Please find the lines in the following records that hold "larger", and copy them.

───── Dataset excerpts

PR #154, opened 2020-04-02
Refactor http in daemon

kaspernissen:
This PR switches the http client implementation in the daemon to our internal http client. 

Further, release-manager will not be returning unknown errors back to daemon, as it has resultet in quite a few errors in the daemon.

### DIFF
--- a/cmd/daemon/command/start.go
+++ b/cmd/daemon/command/start.go
@@ -16,16 +16,11 @@ import (
 	"github.com/spf13/cobra"
 )
 
-func StartDaemon(version string) *cobra.Command {
+func StartDaemon() *cobra.Command {
 	var environment, kubeConfigPath, fluxApiBinding string
 	var logConfiguration *log.Configuration
 
-	client := httpinternal.Client{
-		Metadata: httpinternal.Metadata{
-			CLIVersion:  version,
-			CallerEmail: "daemon",
-		},
-	}
+	client := httpinternal.Client{}
 	var command = &cobra.Command{
 		Use:   "start",
 		Short: "start the release-daemon",
--- a/cmd/daemon/command/start.go
+++ b/cmd/daemon/command/start.go
@@ -1,10 +1,7 @@
 package command
 
 import (
-	"bytes"
 	"context"
-	"encoding/json"
-	"io/ioutil"
 	"net/http"
 	"os"
 	"os/signal"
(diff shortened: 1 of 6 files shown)


cmd/daemon/main.go
```diff
@@ -14,7 +14,7 @@ var (
 )
 
 func main() {
-	c, err := command.DaemonCommand()
+	c, err := command.DaemonCommand(&version)
```
emilingerslev, line 17: Why is this a pointer to a string?

cmd/daemon/flux/exporter.go
```diff
@@ -28,18 +22,19 @@ type Exporter interface {
...
-	client := &http.Client{
-		Timeout: 20 * time.Second,
+	var resp httpinternal.FluxNotifyResponse
+	url, err := f.Client.URL("webhook/daemon/flux")
+	if err != nil {
+		return err
 	}
-	b := &bytes.Buffer{}
-	err := json.NewEncoder(b).Encode(httpinternal.FluxNotifyRequest{
+	f.Log.Infof("URL: %s", url)
```
Crevil, line 36: Is this required to get logged? To me it looks a bit debuggy?

Crevil:
Niice and clean. Great to see more lines deleted than added 🎉

cmd/daemon/command/start.go
```diff
@@ -132,34 +145,11 @@ func notifyReleaseManager(event *kubernetes.PodEvent, logs, releaseManagerUrl, a
...
-		log.Errorf("error posting PodNotifyRequest to %s: %+v", url, err)
-		return
-	}
-	if resp.StatusCode != 200 {
-		body, err := ioutil.ReadAll(resp.Body)
-		if err != nil {
-			log.Errorf("failed to read response body: %+v", err)
-		}
-		log.Errorf("release-manager returned %s status-code in notify webhook: %s", resp.Status, body)
-		return
```
emilingerslev, line 161: nice with so much less 💪

cmd/daemon/flux/exporter.go
kaspernissen: It was a debug log line. It's removed 👍

kaspernissen:
I removed the versioning header, and CLI metadata in the client, as its very CLI minded. We could consider adding other relevant headers, but let's do that another time.

PR #155, opened 2020-04-02
Refactor flux event parsing into server

kaspernissen:
This PR moves the flux event handling to the release-manager server instead of the daemons

### DIFF
--- a/internal/flux/flux.go
+++ b/internal/flux/flux.go
@@ -1,0 +1,52 @@
+package flux
+
+import (
+	"github.com/weaveworks/flux/event"
+	"github.com/weaveworks/flux/update"
+)
+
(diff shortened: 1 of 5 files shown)


internal/flux/flux.go
```diff
@@ -0,0 +1,52 @@
...
+	case *event.AutoReleaseEventMetadata:
+		return v.Result
+	case *event.ReleaseEventMetadata:
+		return v.Result
+	default:
+		return update.Result{}
+	}
+}
+
+func GetChangedImages(meta event.EventMetadata) []string {
```
kaspernissen, line 34: I'm keeping these helpers here in case we need them going forward

PR #156, opened 2020-04-02
Remove the checkmark for k8s success 

kaspernissen:
the green bar already indicates success along with the message


kaspernissen:
Then we should consider doing it on all messages. Right now k8s message is the only one, along with what's coming from `artifact`. Then we should do it on all messages instead?

Crevil:
Yeah. We added it to artifact's messages a long time ago as some developers did not see the results very clearly.

kaspernissen:
Makes sense. I will close this one, and align messages in another PR 👍

PR #163, opened 2020-04-14
Add publish confirm mode for AMQP deliveries

Crevil:
This change set implements publish confirmation in the AMQP broker. It will
ensure that the AMQP server confirms all publishes and that the Publish method
does not return before this confirmation is received.

The timeout between publishes can be configured with flag
`amqp-republish-timeouts` and defaults to 1 second. During republishes contexts
cancellation and shutdowns are respected and will result in `context.Cancelled`
and `broker.ErrBrokerClosed` errors respectively.

As the current broker implementation does not handle channel failures, the test
case for this is commented for now. It does however document the "bad" behaviour
of not stopping or recreating the channel in this case. A future PR will fix
this as the failure mode is not introduced with this change.


Crevil:
Yes, until the publisher is closed or the context times out.

emilingerslev:
Make sense, because the only real case, is a problem with rabbitmq and not the message, right?

Crevil:
Yes. 👍

PR #588, opened 2021-08-03
Uncouple "primary" article DOI from other related works

ryscher:
For https://github.com/CDL-Dryad/dryad-product-roadmap/issues/1382

- Adds a new type of dcs_relation, the `primary_article`.
- Separates handling for two types of DOI fields: the `primary_article` at the top of the submission from, and other `article` relationships in the Related Works section.
- Simplifies field names in the top of the submission page. Instead of a field that incorrectly implies the DOI is stored as an internal_datum, use the name `primary_article_doi`.
- Removes the assumption throughout the code that the dataset is tightly tied to the first `article`. Instead, we use the most recent `primary_article`.
- Fixes an issue with importing metadata from CrossRef, where an incorrect ISSN could be saved.
- On landing pages, combines the display of `primary_article` and `article` relationships into a single "Article" section, with the `primary_article` values displayed first.

### DIFF
--- a/stash/stash_engine/ui-library/includes/import_metadata.html
+++ b/stash/stash_engine/ui-library/includes/import_metadata.html
@@ -32,19 +32,19 @@
   <p>Please provide the following information. You may either enter the information and leave it or choose to autofill
     your dataset based on you supply below.</p>
 
-  <form class="edit_internal_datum" id="edit_internal_datum_157"><input name="utf8" type="hidden" value="✓">
+  <form class="edit_157" id="edit_157"><input name="utf8" type="hidden" value="✓">
     <div class="c-input__inline">
       <div class="c-input">
-        <label class="c-input__label" for="internal_datum_publication_name">Journal Name</label>
-        <input value="" class="js-publications c-input__text ui-autocomplete-input" type="text" name="internal_datum[publication_name]" id="internal_datum_publication_name">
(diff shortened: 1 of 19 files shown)


stash/stash_engine/ui-library/includes/import_metadata.html
```diff
@@ -32,19 +32,19 @@ <h3 class="o-heading__page-span">Preliminary Information</h3>
   <p>Please provide the following information. You may either enter the information and leave it or choose to autofill
     your dataset based on you supply below.</p>
 
-  <form class="edit_internal_datum" id="edit_internal_datum_157"><input name="utf8" type="hidden" value="✓">
+  <form class="edit_157" id="edit_157"><input name="utf8" type="hidden" value="✓">
```
sfisher, line 35: Hah.   I wonder where that 157 came from.  Kind of random.  :-)

sfisher (commented):
This works, but I did notice one weird thing.  When I type it in for finding my article the button changes back and forth from "Import Manuscript Metadata" to "Import Article Metadata" while I type and tab through the form.

I think the first time I tried it, I clicked on the import button while it still said "Import Manuscript Metadata" and I don't think it worked.

When I tried it with the other button then it worked fine.

IDK if this is critical or not.

PR #590, opened 2021-08-03
Protect EM API against missing authors

ryscher:
This *should* never happen in a real API call, but I was able to create an error with a contrived test, so I wanted to protect against it.


sfisher (approved):
Thanks, Ryan.  I'll tag and redeploy to dev and stage again.

PR #591, opened 2021-08-04
Add "at a glance" stats to curation stats

ryscher:
For https://github.com/CDL-Dryad/dryad-product-roadmap/issues/1384

To accomplish this, I adapted and simplified the mega query from the Admin Dashboard. Given this duplication, I'm starting to contemplate pulling all of the admin queries out into a separate module that just builds queries for various purposes. But that's a larger task that I don't want to tackle just yet...


sfisher (approved):
Thanks for adding this, Ryan.

PR #592, opened 2021-08-05
Counter on new servers

sfisher:
This builds on the previous PR since I needed that code to start on this one.

See https://github.com/CDL-Dryad/dryad-product-roadmap/issues/1416 for what this involved (including some manual changes to authorized keys and some other things on the servers).

To test, you can go to the *new* stage server and run:

```
cd ~/apps/ui/current/cron
$ RAILS_ENV=stage ./counter.sh
```

It currently runs, but Ashley hasn't gotten the second server in the rotation working yet and so it doesn't ssh the log files over and combine them.  However it tries, but we should try again once she has done that.


ryscher:
Thanks, this runs for me on new stage, and everything looks fine.

PR #593, opened 2021-08-06
Update statuses for EM API

ryscher:
Use different statuses, based on feedback from Daniella & Jess.


sfisher (approved):
Looks good.  Thanks, Ryan.

PR #594, opened 2021-08-06
Update the task that ensures reports sent to datacite monthly runs within rake

sfisher:
I essentially moved the code into a new rake task but made some changes to paths and also how it gets the secret key for uploading to DataCite.  Also updated docs a bit.

To test it out

```
# ssh to the new server.  I tested on the first stage server, but you can try wherever.
# The main thing is to set the path to the json report files.  You could copy a file over from
# a production machine /apps/dryad-prd-shared/json-reports if you want one to force submit

cd ~/bin
./deploy_dryad.sh counter-monthly-check-rake

cd ~/apps/ui/current/

# You could try development or stage here, but I think they both use the same DataCite sandbox for testing.
# Be sure the force submission file exists if you want to force an upload of that report.
RAILS_ENV=stage REPORT_DIR="/apps/dryad/apps/ui/shared/cron/counter-json" FORCE_SUBMISSION="2021-08" bundle exec rails counter:datacite_pusher
```


ryscher:
Looks good and submits for me. Thanks for dealing with all the crazy counter stuff!

PR #595, opened 2021-08-06
Updates to Zenodo docs

sfisher:
Should be more up to date and have better troubleshooting information.

PS.  Removed the section about ops server (now back on confluence).  While nothing really critical, Ashley didn't like seeing it in our repo and github.


ryscher:
Thanks for updating this.

PR #596, opened 2021-08-06
How to unpublish, instructions

sfisher:
I added specific instructions for "unpublishing" since this is coming up semi-regularly recently.

There is really no easy way to completely take back a publication and then re-publish it again later with all the external services involved and permanent identifiers that get set up.

This should mostly do the job, I think, but it seems like we may need some way to prevent this from happening so often since it affects external systems like Zenodo and DataCite that expect publishing to be a pretty permanent step that isn't easily recalled.

It probably should re-confirm or make people go through an extra step that the other states don't have so that it doesn't happen on accident so often.


ryscher:
Thanks for updating these instructions.

PR #597, opened 2021-08-09
Adding a bunch of role="button" for accessibility

sfisher:
where ticket indicated button functionality and they were links. It would involve much larger layout changes to make these into actual buttons since they'd have to be moved outside of forms and also would take significantly more room in the layout and change the visual look which was designed for us.

We think this addresses the accessibility problems without a huge rework, but we can evaluate at the aria review.


ryscher:
Looks good, should address the issues.

PR #598, opened 2021-08-09
Transforming long read out links into text 

sfisher:
and reformatting some of the longer and more annoying cases where huge paragraphs were all on one line.

see #1322 https://github.com/CDL-Dryad/dryad-product-roadmap/issues/1322 .


ryscher:
Thanks, these links were always excessive.

PR #599, opened 2021-08-09
Allow curators to be unassigned from a dataset

ryscher:
For https://github.com/CDL-Dryad/dryad-product-roadmap/issues/1404

On the Admin Dashboard, the pencil next to a dataset's curator may now be used to unassign the curator. When a curator is unassigned, the dataset is forced into curation status 'submitted', so other curators will see it and can take it over.


sfisher (approved):
Thanks, Ryan.

Looks good to me and I tested it and worked correctly.

PR #600, opened 2021-08-10
Fixes for ckeditor and also associating labels with fields on metadata page

sfisher:
https://github.com/CDL-Dryad/dryad-product-roadmap/issues/1324

If you look at CKEditor, then adding note below all the places it's used to note people can press ALT-0 for help screen.  Also modifies the text that is associated with the editor and screen readers to have correct name of field and to repeat they can press ALT-0 for help with controls.  Had to do this with trickery since it's inside external libraries (javascript changes it after loading).

Fixing and adding labels.  You can test most labels to see if they're correctly associated by clicking on the label and it automatically goes to the form element.

There were some wonky things in there that got fixed around the top form for choosing manuscript and some other areas not associated correctly on multiple elements (first ones worked but labels were not specific to multiple copies of the forms).


ryscher:
Looks good, all useful updates.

──────────

Output for this task:
To accomplish this, I adapted and simplified the mega query from the Admin Dashboard. Given this duplication, I'm starting to contemplate pulling all of the admin queries out into a separate module that just builds queries for various purposes. But that's a larger task that I don't want to tackle just yet...
where ticket indicated button functionality and they were links. It would involve much larger layout changes to make these into actual buttons since they'd have to be moved outside of forms and also would take significantly more room in the layout and change the visual look which was designed for us.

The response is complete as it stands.